Bin ein absoluter Automatisierungsneuling und habe in der letzten Woche einen Festo-Motor (EMMS-AS-70-M-LS-RSB) mit einem Motorcontroller (CMMS-AS-C4-3A-G2) über Encoder- und Motorleitung verbunden. 230V und 24 V Versorgung ist auch vorhanden, nun möchte ich über das mitgelieferte Parametrierkabel (PS1-ZK11-NULLMODEM) eine Verbindung zu meinem PC aufbauen um es mit der mitgelieferten Software zu testen.
Habe also das Parametrierkabel an Schnittstelle X5 (RS232/RS485) am Motorcontroller und an den Kommuniaktionsanschluss COM1 (Intel(R) ICH10DO LPC Interface Controller - 3A14) an meinem PC angeschlossen.

Nun kann ich aber keine Online-Verbindung herstellen. Beim Übertragen der Daten auf den Motorcontroller erhalte ich immer die Meldung "Zeitüberschreitung- überprüfen sie, ob das Gerät richtig angeschlossen ist". Am Controller selbst blinkt die Meldung "E292 - Fehler Parameter Satz"

Was mache ich falsch?

Danke
lg
Bobmorli


----------



## dentech (17 Dezember 2012)

Hi,

musst du vielleicht noch deine Com1 Schnittstelle passend parametrieren?


----------



## bobmorli (17 Dezember 2012)

Hey
nein, das wars nicht. Hab mittlerweile rausgefunden, dass ich den falschen Motor im Festo Configuration Tool angegeben habe um diesen zu parametrieren.
Trotzdem danke für die Rückmeldung!
lg


----------



## Hahn Ha (4 Januar 2015)

_Guten Tag habe Ihren Artikel erst jetzt gelesen.
Habe mehrere FESTO SChritmotoren und  Servomotoren EMMS und die dazugehörigen Controler CMMS und jede menge Originalkabel.

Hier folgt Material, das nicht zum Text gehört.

PR #19324, opened 2022-06-18
Adding mmg, iscd tools

ldallolio:
Checklist
- [X] Build number is 0.


ldallolio:
@conda-forge/staged-recipes : could you please review ? Thank you !

bryanloz-xilinx:
Just a note from stuff I've learned in CMake.

Instead of directly calling a platform's Make or NMake command, you can use cmake platform independent commands.

i.e. instead of:
https://github.com/conda-forge/staged-recipes/pull/19324/files#diff-8685d56953fcb189f1586b6ea5a55849672e0dac80945a3aa4d360028f4e46f8R4

You can do:
https://github.com/Xilinx/XRT/blob/master/build/build.bat#L186

ldallolio:
> Just a note from stuff I've learned in CMake.
> 
> Instead of directly calling a platform's Make or NMake command, you can use cmake platform independent commands.
> 
> i.e. instead of: https://github.com/conda-forge/staged-recipes/pull/19324/files#diff-8685d56953fcb189f1586b6ea5a55849672e0dac80945a3aa4d360028f4e46f8R4
> 
> You can do: https://github.com/Xilinx/XRT/blob/master/build/build.bat#L186
> 
> I think... unless there is something special I don't know about NMake.

Thanks for the advice : I did not know about that and I really like these generalizations, I just switched to the cmake --build and cmake --install syntax :)

recipes/Advection/conda_build_config.yaml
```diff
@@ -0,0 +1,35 @@
+cross_compiler_target_platform:  # [win]
```
carterbox, line 1: `conda_build_config.yaml` is loaded on our CI servers from [this repository](https://github.com/conda-forge/conda-forge-pinning-feedstock/blob/main/recipe/conda_build_config.yaml), so you don't need to provide it yourself unless you want to add build variants for packages that are not already included in there.

It seems like you are adding many redundant version pinnings and also trying to use older compilers and add packages from outside channels (which is not allowed). Can you explain why you need to overrride so many of our pinnings and use old compilers?

recipes/Advection/meta.yaml
```diff
@@ -0,0 +1,42 @@
+{% set name = "iscd-advection" %}
+{% set version = "1.0" %}
+
+package:
+  name: {{ name }}
+  version: {{ version }}
+
+source:
+  fn: {{ name }}_{{ version }}.tar.gz
+  url: https://github.com/ISCDtoolbox/Advection/archive/refs/heads/master.zip
```
carterbox, line 10: Do not use a git branch (master) for a release. This zip file will change if more commits are added to the branch, so it is not an absolute point of reference. You should not create your own release version from this repository. Please ask the maintainers of these projects to create a tagged release for you.

carterbox (changes requested):

carterbox:
How does `mmgsuite` get the source of / link to iscd tools? git sub_modules? download during the build process?

recipes/Advection/conda_build_config.yaml
ldallolio: I removed the `conda_build_config.yaml` files. The reason behind this is because other packages (such as code_aster) need this libraries and need to be compiled with a specific version. After a lot of trial and error we found out the right "combination" and tried to enforce it for all our dependencies (since conda shares libraries). We did not think of conda-forge and its pinning system, so thanks for the hint.

recipes/Advection/meta.yaml
ldallolio: I totally agree about this. We had a business meeting with the maintainers (university researchers) and tried to explain why it was important to tag the software. They agreed  but... it might take some time. I could fork and tag myself but I suppose that it wouldn't be acceptable since it would not be the official source... Still, we need these dependencies for other packages so, could we go for the "master" package until there is an official tag ? Maybe I could try to get a zip package of a specific commit, would that be better ?

carterbox: I believe it is possible to download a tar/zip via commit hash from GitHub; that would be better. As for the version number of this package, you should choose something like `0.0.0rc0` where you would increment rc0, rc1, rc2 whenever you move to a new commit until they release something official.

Also, write a comment in the recipe explaining that there are no tagged releases which is why you are using archives of specific commits.

ldallolio:
Hi Daniel,

I am unsure to fully understand this question but, in my mind :
- the only relationship between mmgsuite and iscd tools is by conda
dependency mechanism, I am not aware of a download during the build process
or git submodules being used.
- I do not understand why I have to whitelist some libraries (they should
be taken from the conda dependencies...)

So it is not very clear to me what happens : is it related to the conda
forge build system or the mmgsuite code ?

Any help or hint is more than welcome! :)

Il giorno sab 16 lug 2022 alle ore 01:53 Daniel Ching <
***@***.***> ha scritto:

recipes/Advection/meta.yaml
ldallolio: I did as you suggested (thank you for the advice!). The code maintainer provided a few tags that were integrated, for the rest I fixed the 0.0.0rc0 and added the comment in the recipe

ldallolio:
Hi,
After a full-weekend work, I think I fixed the issues with this MR. Could you please review and tell me if I need to do something else?
Thanks! All the best

recipes/NavierStokes/meta.yaml
```diff
@@ -0,0 +1,50 @@
...
+source:
+  # there are no tagged releases which so using archives of specific commits
+  url: https://github.com/ISCDtoolbox/NavierStokes/archive/2e14ef5fa4884674b7bbc2212af256652f02912c.zip
+  sha256: 7efe022f2b3ff88001b99c9cb83da5bdd15fb2b2084201662a55e4d666157116
+
+build:
+  number: 0
+  skip: true  # [py<3 or osx or win] # Cannot open include file: 'pthread.h': No such file or directory  
+  ignore_run_exports_from:
+    - {{ compiler('cxx') }}
```
carterbox, line 17:
```suggestion
build:
  number: 0
  skip: true  # [py<3 or osx or win] # Cannot open include file: 'pthread.h': No such file or directory  
  ignore_run_exports_from:
    - {{ compiler('cxx') }}
  run_exports:
    - {{ pin_subpackage('iscd-nstokes', exact=True) }}
```
For the packages which ship libraries and headers (which is all?), you need to include run_exports of the same package. This ensures that downstream packages always depend on the same version that was used to build them. For your packages which do not have official releases, use `exact=True` and for the official releases use `max_pin='x.x.x'`.

recipes/NavierStokes/meta.yaml
```diff
@@ -0,0 +1,50 @@
...
+  description: |
+    Nstokes is a finite element solver for Stokes and Navier-Stokes incompressible flow problems in two and three dimensions.
+  doc_url: https://github.com/ISCDtoolbox/NavierStokes/wiki
+  dev_url: https://github.com/ISCDtoolbox/NavierStokes 
+
+extra:
+  recipe-maintainers:
+    - ldallolio
+    - cnrdn
+    - fbordeu
```
carterbox, line 50: All maintainers must comment on this PR before it is merged.

recipes/NavierStokes/meta.yaml
```diff
@@ -0,0 +1,50 @@
...
+    - cmake
+    - make  # [not win]
+    - jom  # [win]    
+    - iscd-commons
+  run:
+    - iscd-commons
+
+test:
+  commands:
+    - test -f $PREFIX/bin/nstokes  # [unix]
```
carterbox, line 33: Please add a test for the shared libraries and headers. e.g.

```
- test -f $PREFIX/lib/libNavierStoves.so
- test -f $PREFIX/include/navier.h
```

Because most of your packages are not stable releases, these tests will help prevent releasing future versions of the packages that break their ABI/API.

carterbox (changes requested):
It looks like your packages are building/linking correctly which is good. However, we need to fix up the metadata in the recipes. I have added comments to the `iscd-nstokes` package. Please apply these fixes to all of your packages.

recipes/Advection/meta.yaml
```diff
@@ -0,0 +1,50 @@
...
+  description: |
+    Advect is a program for solving linear advection problems in two and three dimensions.
+  doc_url: https://github.com/ISCDtoolbox/Advection/tree/master/Documentation
+  dev_url: https://github.com/ISCDtoolbox/Advection 
+
+extra:
+  recipe-maintainers:
+    - ldallolio
+    - cnrdn
+    - fbordeu
```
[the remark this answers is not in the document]
ldallolio: You are right of course, I wrote them to remember to write to agree, in the meantime I will remove them as suggested

recipes/NavierStokes/meta.yaml
ldallolio: Thanks for taking the time to explain the test reason, I added them wherever I could

recipes/NavierStokes/meta.yaml
ldallolio: I wrote them asking to write in the PR, in the meantime I will remove them as suggested, you are right.

recipes/NavierStokes/meta.yaml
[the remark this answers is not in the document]
ldallolio: I did not think of the "or true" strategy, quite useful indeed :)

recipes/NavierStokes/meta.yaml
ldallolio: Hi, I added run_exports to every packages as you suggested. I tried very hard (a few hours of tests) to use `exact=True` but I couldn't : the package could not be found when later I used it as a dependency in `mmg`. The issue seems similar to this one : https://github.com/conda/conda-build/issues/4415 but no workaround seemed to work in my case. It looks like the build will look for a `0` build package number when it should use the hash instead. The only solution I could find was to used the `max_pin='x.x.x'` for all cases. I think (I might be wrong) that the risk of regression is limited. If you have other tests that you wish me to do please let me know and I will do my best :-)

fbordeu:
ok to be recipe-maintainer

recipes/Commons/meta.yaml
```diff
@@ -0,0 +1,56 @@
...
+
+build:
+  number: 0
+  run_exports:
+    - {{ pin_subpackage('iscd-commons', max_pin='x.x.x') }}
+  skip: true  # [py<3 or win] # Cannot open include file: 'pthread.h': No such file or directory
+  ignore_run_exports_from:
+    - {{ compiler('cxx') }}
+  run_exports:
+    - {{ pin_subpackage('iscd-commons', max_pin='x.x.x') }}
```
carterbox, line 21:
```suggestion
build:
  number: 0
  skip: true  # [py<3 or win] # Cannot open include file: 'pthread.h': No such file or directory
  ignore_run_exports_from:
    - {{ compiler('cxx') }}
  run_exports:
    - {{ pin_subpackage('iscd-commons', max_pin='x.x.x') }}
```
Remove duplicate run_export

recipes/NavierStokes/meta.yaml
carterbox: Thanks for trying to debug that issue.

In this case, we will use `{{ version }}` as the pinning. This will pin the version, but not the build number. Otherwise, by using `max_pin='x.x.x'` we get a `>=0.0.0rc0,<0.1.0` constraint which is not correct because it would allow `0.0.0rc1` at runtime.

recipes/mmg/meta.yaml
```diff
@@ -28,11 +28,11 @@ requirements:
     - jom  # [win]  
     - libscotch
     - iscd-commons
-    - {{ pin_subpackage("iscd-linearelasticity", exact=True) }}    
+    - iscd-linearelasticity  
   run:
     - libscotch
     - iscd-commons
-    - {{ pin_subpackage("iscd-linearelasticity", exact=True) }}
+    - iscd-linearelasticity
```
carterbox: You cannot use `pin_subpackage` here because "iscd-linearelasticity" is not a package that is defined in this recipe. i.e. it is not a subpackage in this file.

You would use `pin_compatible` in `requirements/run` if you want an externally defined dependency to be compatible in the run and host sections.

carterbox:
Also, please ping the team for review, not individuals.

carterbox (approved):
Merge when builds succeed.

Möchte gerne die Motoren in eine CNC Fräse einbauen.
Habe nur Erfahrung mit "normalen" Servomotoren (z.B. Nema), Endstufen (Leadshine etc.) und Steuerungen z.B. Mach3.
Wie ich die FESTO Motoren und Controller inBetrieb nehen kann weiß ich nicht, kannst du mir da Helfen.
Danke


----------